What the task requires.
Find the string "tables" in the records. Copy every line it appears in.
[Dataset extract]
Issue #10127, opened 2024-08-29
RST simple tables: support col spans


jgm:
```
=====  =====  ======
   Inputs     Output
------------  ------
  A      B    A or B
=====  =====  ======
False  False  False
True   False  True
False  True   True
True   True   True
=====  =====  ======
```
https://github.com/docutils/docutils/blob/master/docutils/docs/ref/rst/restructuredtext.rst#simple-tables

jgm:
Note also:

> Underlines of '-' may also be used to visually separate rows, even if there are no column spans. This is especially useful in long tables, where rows are many lines long.

PR #11115, opened 2025-09-06
RST Reader: Add col spans for simple tables

TuongNM:
This adds col span support for simple tables into the RST reader. This is only the reader part of #10127.

Added a couple of additional functions into `GridTable` that use `RowSpan` and `ColSpan` to support this.
Also adjusted `simpleDashedLines` to not count trailing whitespaces after the last dashes as this would otherwise mess with aligning the col spans with the table border.


src/Text/Pandoc/Parsing.hs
[/Dataset extract]
Exercise solution.
RST simple tables: support col spans
https://github.com/docutils/docutils/blob/master/docutils/docs/ref/rst/restructuredtext.rst#simple-tables
> Underlines of '-' may also be used to visually separate rows, even if there are no column spans. This is especially useful in long tables, where rows are many lines long.
RST Reader: Add col spans for simple tables
This adds col span support for simple tables into the RST reader. This is only the reader part of #10127.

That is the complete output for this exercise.